* _TASK DIRECTIONS_: Some lines of these records may hold the word "inside"; state how many, using only the number.

==========

PR #420, opened 2026-08-15
fix(plotly): number scatter positions by what plotly draws

### LINKED ISSUE #412: fix(plotly): a trace after an empty one highlights the wrong element

jooyoungseo:
Closes #412.

A scatter-family trace with nothing to plot gets **no DOM node at all** — not an empty one. Every trace after it moves up a position in the `scatterlayer`, while selectors were numbered by the trace's *declared* index:

```python
go.Figure([
    go.Scatter(x=X, y=[1,2,3], mode="lines", name="a"),
    go.Scatter(x=[],  y=[],     mode="lines", name="empty"),
    go.Scatter(x=X, y=[7,8,9], mode="lines", name="c"),
])
```

| emitted | resolves to |
|---|---|
| `nth-child(1)` | line `a` ✅ |
| `nth-child(3)` | **nothing** ❌ |
| *(`nth-child(2)`)* | *line `c`, unaddressed* |

So the second surviving line was announced correctly and highlighted nothing. Correct audio, braille and text; no visible highlight; no warning — the session's recurring shape.

## It's the empty sibling of a rule already here

`is_drawn` implements exactly this for *hidden* traces (#400), with a docstring that names both consequences: such a trace "must not be announced" and "must not take a slot". An empty trace ends the same way — no group in the layer — so positions now count what plotly **draws** rather than what was declared.

`_draws_marks` asks through `paired_axes`, so it agrees with the extraction after #418: a trace omitting one axis **is** drawn, because plotly generates the missing array for it, and only a trace with nothing left after pairing is absent from the layer. The two changes would contradict each other otherwise.

## Undrawn traces are numbered after the drawn ones, not skipped

Their indices are never rendered — `_line_series_with_positions` drops the series and its position together — but the layer classes validate the list they're handed, and a gap or duplicate fails that check. Counting them from the end keeps every index unique and correct-by-construction, which is precisely what the WebGL numbering a few lines above already does, for the same reason.

## One fix, three paths

Lines, steps and areas all read the same map, so this fixes them together — and a per-layer fix was never possible, because an empty trace in one layer shifts the traces in another. That was the reason #412 was filed separately from #392 rather than folded in.

`test_a_band_after_an_empty_one_is_still_numbered_by_declaration`, pinned in #411 to assert the wrong-but-current value so whoever took this would see it fail, **failed exactly as intended** and is updated.

## Verification

- **10 of 10** selectors resolve to exactly one element in Chromium: empty trace first, in the middle, two in a row, an area stack, and an empty trace beside a hidden one (both rules composing).
- **Suite 1708 passed** (1694 + 13 new + the updated pin).
- Falsification: restoring declaration numbering fails **7**.

---

### DIFF
--- a/maidr/plotly/plotly_maidr.py
+++ b/maidr/plotly/plotly_maidr.py
@@ -18,6 +18,7 @@ from maidr.plotly.plotly_plot import (
     PlotlyPlot,
     domain_interval,
     is_drawn,
+    paired_axes,
     subplot_css_prefix,
 )
 from maidr.plotly.violin import (
@@ -95,6 +96,38 @@ def _is_domain_trace(trace: dict) -> bool:
         ``type`` at all is a ``scatter``, which is cartesian.
     """
     return trace.get("type") in _DOMAIN_TRACE_TYPES
+
+
+def _draws_marks(trace: dict) -> bool:
+    """Whether this trace puts any geometry in its layer.
+
+    The empty sibling of :func:`~maidr.plotly.plotly_plot.is_drawn`, which
+    answers the same question for a *hidden* trace. Both end the same way:
+    plotly renders no group for it, so every trace after it shifts up one in
+    the layer and a selector numbered by declaration lands on the wrong
+    element or on none (#412, and #400 for the hidden case).
+
+    Measured in Chromium -- three line traces with an empty one in the middle
+    produce two ``.trace.scatter`` nodes, and ``nth-child(2)`` resolves to
+    the *third* trace.
+
+    Asked through ``paired_axes`` so it agrees with the extraction: a trace
+    that omits one axis is drawn, because plotly generates the missing array
+    for it, and only a trace with nothing left after pairing is absent from
+    the layer.
+
+    Parameters
+    ----------
+    trace : dict
+        A plotly trace dictionary.
+
+    Returns
+    -------
+    bool
+        True when plotly gives this trace a group of its own.
+    """
+    xs, ys = paired_axes(trace)
+    return bool(xs) and bool(ys)
 
 
 #: Plotly's own default when a figure sets no ``barmode``. It stacks -- and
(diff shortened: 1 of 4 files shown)


jooyoungseo:
All three taken in 14d8a42, and the test suggestion found a bug — in my helper rather than in the code.

### Placement — moved

You're right that it belongs next to `is_drawn`. `draws_marks` is that rule's empty sibling and asks its question through `paired_axes`, which lives there too. Keeping the three together says they are one idea — *what plotly puts in a layer* — rather than two rules in two files. Now public in `plotly_plot.py`, since it crosses a module boundary.

On the "third spelling" point: I'd rather leave `_line_series_with_positions`'s inline `if series:` alone for now. It filters *after* building the points, so it also catches a series that pairs to nothing for reasons the predicate doesn't model; collapsing them would couple the two. If a third caller appears that's the moment to unify.

### The gl coverage — added, and it caught something

Worth having for exactly the reason you gave: a WebGL layer emits no selectors, so nothing downstream complains if those indices go malformed, and the validation happens at construction where only a test reaches it.

Writing it turned up a defect in my own test helper: it assumed every layer carries a `selectors` key. A WebGL layer **omits it entirely** — `render()` drops the key rather than emitting an empty list, which is the documented honest answer for a layer with no highlightable geometry. So my helper raised `KeyError` where the code was behaving correctly. Fixed, with the reason recorded.

### The lone empty line — confirmed, filed as #421

```
go.Figure([go.Scatter(x=[], y=[], mode="lines", name="lonely")])
→ layers: 1 | type: LINE | data: [[]] | selectors: ['...nth-child(1) path.js-line']
```

A line layer with no points and a selector that can never resolve. And you're right that it's untouched by this PR: with only one trace there's nothing after it to shift, so the numbering fix has no bearing — the layer's *existence* is the problem, not its index.

Also worth noting the multi-trace paths already get this right: `test_every_trace_empty_emits_no_selectors_at_all` pins that an all-empty layer emits `data == []` and omits the selector key. A lone empty trace should reach the same answer and doesn't. Filed with that comparison, and with a note to check the equivalent for other trace types rather than fixing only the line case.

Suite **1710 passed**, 15 in the new file. `ruff` clean, no line over 88.

---

PR #422, opened 2026-08-15
fix(plotly): build no layer for a scatter trace that draws nothing

### LINKED ISSUE #421: fix(plotly): a subplot whose only trace is empty emits a phantom layer
Raised in review on #420 and confirmed. Pre-existing and untouched by that PR, whose fix is about *numbering* rather than about whether a lone empty trace should produce a layer at all.

## What happens

```python
go.Figure([go.Scatter(x=[], y=[], mode="lines", name="lonely")])
```

emits:

```
layers: 1
  type: LINE | data: [[]] | selectors: ['... .trace.scatter:nth-child(1) path.js-line']
```

A `line` layer carrying one empty series, and a selector that resolves to nothing — plotly draws no node for an empty trace, as measured for #412.

So a reader is offered a line chart to navigate that has no points in it, and a highlight that can never appear.

## Why #420 does not cover it

The single-line branch in `PlotlyMaidr._extract_plots` builds `PlotlyLinePlot` directly, and that class does not go through `_drawn_line_series` — the helper that drops a series and its position together. With only one trace there is nothing after it to shift, so the numbering fix has no effect here; the layer's *existence* is the problem rather than its index.

The multi-trace paths are already correct: `test_every_trace_empty_emits_no_selectors_at_all` in `tests/plotly/test_plotly_empty_series_alignment.py` pins that a layer whose traces are all empty emits `data == []` and omits the selector key entirely. A lone empty trace should reach the same answer and does not.

## What a fix needs

Either route the single-line branch through `_drawn_line_series` like its siblings, or decline to build a layer for a trace that draws nothing. The second is closer to what `is_drawn` already does for hidden traces — "it must not be announced" — and would also cover the equivalent lone-empty cases for other trace types, which are worth checking at the same time (`go.Bar(x=[], y=[])` and friends).

Worth confirming what the JS side does with a layer whose `data` is `[[]]` before choosing: if it already treats it as empty, this is cosmetic; if it announces a navigable chart, it is not.

## Difficulty

Small, but it changes whether a layer exists, so it wants its own review rather than riding along with a numbering change.

jooyoungseo:
Closes #421.

```python
go.Figure([go.Scatter(x=[], y=[], mode="lines", name="lonely")])
→ layers: 1 | type: LINE | data: [[]] | selectors: ['...nth-child(1) path.js-line']
```

A layer holding one empty series and a selector that can never resolve.

## It does not merely announce nothing — it throws

The issue asked to check the JS side before choosing a fix. I did, by constructing the layer directly in the core:

```
TypeError: Cannot read properties of undefined (reading 'z')

  423 |       zData = point.z ? { z: { label: zLabel, value: point.z } } : {};
      at LineTrace.text        (src/model/line.ts:423:21)
      at LineTrace.state       (src/model/abstract.ts:507:18)
```

`point` is `this.points[this.row]?.[this.col]` — `undefined` for an empty series. The optional chaining stops one step short of the dereference; the guard is on the *property*, not the *point*.

A throw out of trace construction propagates out of `new Figure(...)`, so this takes the **whole render** rather than degrading to one silent layer. Filed as **xability/maidr#905** for the core half — a producer can always emit an empty series, and the core shouldn't crash on one. This PR is the producer half.

## Two attempts, because the first was wrong

Excluding undrawn traces from the groupings **alone** didn't work: they fell through to the fallback factory, which built the same layer. Worse, a drawn-plus-empty figure went from 1 layer to **2**, since the empty one became its own. They have to be marked handled as well — which is what `merged` is for, and how every other deliberate skip in `_extract_plots` works.

## Scoped to the scatter family, deliberately

`draws_marks` reads `x`/`y`. A pie carries neither and draws perfectly well, so asking it of every trace would drop **every pie in the figure**. A bar with no data is likewise left to its own path. Both are pinned, so widening the predicate later is a decision rather than a side effect.

| figure | layers before | after |
|---|---|---|
| lone empty line / markers / area / step | 1 (crashes core) | **0** |
| drawn + empty | 1 | 1 |
| pie | 1 | 1 |
| bar with no data | 1 | 1 |

## Verification

- **Suite 1718 passed** (1710 + 8 new).
- Falsification: not excluding them fails **10 of the 23** tests in the file.

---

### DIFF
--- a/maidr/plotly/plotly_maidr.py
+++ b/maidr/plotly/plotly_maidr.py
@@ -347,11 +347,27 @@ class PlotlyMaidr:
             # line grouping it would be emitted twice, once as its own layer
             # and once inside the multi-line one. Split out here, before any
             # of the line/step machinery sees the group.
-            area_traces = [t for t in group_traces if is_area_trace(t)]
+            # A trace that draws nothing forms no layer. Plotly gives it no
+            # group, so there is nothing to announce and nothing to highlight,
+            # and the core does worse than ignore such a layer: a series with
+            # no points makes `LineTrace.text` dereference an undefined point
+            # and throw, which propagates out of `Figure` and takes the whole
+            # render with it (#421, and xability/maidr#905 for the core half).
+            #
+            # The multi-trace paths already reach this answer inside
+            # `_drawn_line_series`, which drops an undrawn series and its
+            # position together. Excluding them here means a lone one reaches
+            # it too, rather than bypassing it through the single-trace
+            # branches below.
+            area_traces = [
+                t for t in group_traces if is_area_trace(t) and draws_marks(t)
+            ]
             connected_traces = [
                 t
                 for t in group_traces
-                if is_connected_line_trace(t) and not is_area_trace(t)
+                if is_connected_line_trace(t)
+                and not is_area_trace(t)
+                and draws_marks(t)
             ]
             box_traces = [
                 t for t in group_traces if t.get("type") == "box"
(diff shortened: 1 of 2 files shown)


jooyoungseo:
Nit is real and fixed in `1fce692`. Both branches of that ternary evaluated to `data`, so the normalisation it reads as doing never happened — the assertion was only ever checking whatever shape it was handed. It now checks both explicitly:

```python
assert data, "a layer carries no data at all"
series = data if isinstance(data[0], list) else [data]
assert all(s for s in series), "a layer carries an empty series"
```

The added `assert data` matters more than the branch it fixes: in the flat single-series shape, "empty" *is* the whole list, and the old form would have walked zero elements and passed.

23 of 23 still pass.

---

PR #423, opened 2026-08-15
feat(plotly): keep the step convention of a filled staircase

### LINKED ISSUE #413: fix(plotly): a stepped area loses its step semantics
Raised in review on #411 and confirmed. Narrow, and outside #392's scope, so filed rather than folded in.

## What happens

A trace can be both a staircase and a filled band — `line.shape` and `stackgroup` are independent attributes:

```python
go.Scatter(x=[1, 2, 3], y=[1, 2, 3], stackgroup="one", line=dict(shape="hv"))
```

Since #411, `is_area_trace` is tested before `is_step_trace`, so this is diverted into a plain `area` layer:

```
type: PlotType.AREA | keys: [axes, data, id, selectors, title, type]
```

No `stepDirection`. Before #411 it fell into `step_traces` and kept the step information, but was then announced as a line rather than an area — so neither classification has ever been complete. This is a gap that changed shape rather than a regression: one of the two facts was always dropped.

## Why it matters

A staircase and an interpolated line make different claims about what happens *between* samples. A step says the value holds and then jumps; an interpolated line says it slid. Reading a filled staircase as a smooth band tells a reader the wrong thing about every interval.

## What a fix needs

The two facts are orthogonal, so the layer has to carry both — an area layer that also reports its `stepDirection`, rather than a fourth mutually-exclusive plot type. Worth checking what the JS side does with `stepDirection` on an area layer before deciding whether this is a producer-side or a core change; `AreaTrace` extends `LineTrace`, and the step handling lives on the line side.

## How common

Uncommon but real — a stacked step area is the standard way to draw a cumulative count that changes at discrete events. Low priority relative to the charts that announce nothing.

jooyoungseo:
Closes #413. This is the producer half; the core half landed as xability/maidr#902.

## The defect

`line.shape` and `stackgroup` are independent plotly attributes, so a trace can be both a staircase and a filled band:

```python
go.Scatter(x=[1, 2, 3], y=[1, 2, 3], stackgroup="one", line=dict(shape="hv"))
```

Since #411 `is_area_trace` is tested before `is_step_trace`, so that became a plain `area` layer with no `stepDirection`. Before #411 it fell into the step grouping and kept the direction but was announced as a line. Neither classification was ever complete — one of the two facts was always dropped.

A staircase and an interpolated line make different claims about what happens *between* samples: a step says the value holds and then jumps, a line says it slid. A stacked step area is the standard way to draw a cumulative count that changes at discrete events, so reading it as a smooth band misdescribes every interval of it.

## The fix

The two facts are orthogonal, so the layer carries both rather than becoming a fourth mutually-exclusive plot type. The area type still says the band is filled and how it stacks; `stepDirection` rides alongside it.

```
stacked step area hv     type=STACKED_AREA     stepDirection='hv'
lone step area vh        type=AREA             stepDirection='vh'
hvh                      type=AREA             stepDirection='mid'
vhv                      type=AREA             (absent)
plain area               type=AREA             (absent)
mixed stack              type=STACKED_AREA     (absent)
plain step line          type=STEP             stepDirection='hv'   ← unchanged
```

**A mixed stack says nothing.** This is the one place the area path cannot copy the step path. `PlotlyStepPlot` layers are *split* by direction before construction, so a step layer's traces always agree. A stack cannot be split that way: the bands of one `stackgroup` are one stack, and separating them would leave the core summing part of it and announcing that as the total. So a stack whose bands disagree stays whole and withholds the key rather than describing one of its bands wrongly.

That includes the asymmetric case — one band `hv`, the other authoring no shape at all. "Nothing" is a real disagreement, because plotly interpolates that band, so the layer must not adopt its neighbour's direction.

**One resolver, two callers.** `PlotlyStepPlot._resolve_direction` and the new area path asked the same question, so the logic moved to `shared_step_direction` in `step_shape.py` and both read it. The step path's answers are unchanged and pinned by `TestTheStepLayerIsUnchanged`.

## Verification

Full suite **1739 passed**, `ruff check` clean on every file touched, plus 21 new tests in `tests/plotly/test_plotly_step_area.py`.

Falsification — each mechanism reverted in turn:

| reverted | failures |
|---|---|
| area layer stops emitting `stepDirection` | **6 of 21** |
| resolver takes the first shape it finds instead of requiring agreement | **4** (across the step and area suites) |

## What a reader gets, end to end

`stepDirection` on an area layer is read by `AreaTrace` since maidr#902, which announces the convention under "Step direction" in the description for every variant.

The *highlight* needs one more piece, and it is not in this change: a staircase's rendered path is drawn with `H`/`V` commands, which the core's path parser did not read at all — so a plotly step chart of any kind got no highlight, filled or not. Found while measuring this issue's geometry, filed as xability/maidr#907, fixed in xability/maidr#908. Nothing here depends on that landing; this layer is correct either way, and the highlight starts working when #908 ships.

---

### DIFF
--- a/maidr/plotly/area.py
+++ b/maidr/plotly/area.py
@@ -9,9 +9,14 @@ draws this chart rather than a multi-line one (#392).
 
 from __future__ import annotations
 
+from maidr.core.enum.maidr_key import MaidrKey
 from maidr.core.enum.plot_type import PlotType
 from maidr.plotly.plotly_plot import PlotlyPlot
-from maidr.plotly.step_shape import is_scatter_family_trace, renders_through_webgl
+from maidr.plotly.step_shape import (
+    is_scatter_family_trace,
+    renders_through_webgl,
+    shared_step_direction,
+)
 
 #: The values ``groupnorm`` takes when plotly rescales a stack to a common
 #: total -- its own switch for a 100% stacked area, and the counterpart of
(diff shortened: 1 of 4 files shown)


jooyoungseo:
Merged. Agreed on the duplicated four lines — I left them deliberately. The two `render()` overrides share a shape but not a reason: the step layer's `None` is a guard against a caller that skipped `group_by_direction`, while the area layer's is an expected outcome for a stack that genuinely mixes conventions. Folding them together would put one comment on two different arguments. The part worth sharing — *how* the direction is resolved — is already shared as `shared_step_direction`, and that is where a third caller would land.

---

==========

* _YOUR SOLUTION_: 2